PR #6537, opened 2026-04-24
pt-br update missing keys

nerijunior:
## Scope of the change

Added the missing translation keys from `defaultMessages` in comparison to `pt-BR.json`

1700 strings in total.

- [X] I confirm I added ripples for changes (see src/ripples) or my feature doesn't contain any user-facing changes

### DIFF
--- a/locale/pt-BR.json
+++ b/locale/pt-BR.json
@@ -1,7697 +1,13865 @@
 {
-    "PRXpBm": {
-        "context": "dialog header",
-        "string": "Cancelar Pedido"
-    },
-    "ll2dE6": {
-        "context": "PageTypeDeleteWarningDialog multiple assigned items description",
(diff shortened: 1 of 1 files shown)


lkostrowski:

▶ [ACTIVITY]: All the records above need to be set down again exactly as they were given.

▶ [RESPONSE BOX]:
PR #6537, opened 2026-04-24
pt-br update missing keys

nerijunior:
## Scope of the change

Added the missing translation keys from `defaultMessages` in comparison to `pt-BR.json`

1700 strings in total.

- [X] I confirm I added ripples for changes (see src/ripples) or my feature doesn't contain any user-facing changes

### DIFF
--- a/locale/pt-BR.json
+++ b/locale/pt-BR.json
@@ -1,7697 +1,13865 @@
 {
-    "PRXpBm": {
-        "context": "dialog header",
-        "string": "Cancelar Pedido"
-    },
-    "ll2dE6": {
-        "context": "PageTypeDeleteWarningDialog multiple assigned items description",
(diff shortened: 1 of 1 files shown)


lkostrowski:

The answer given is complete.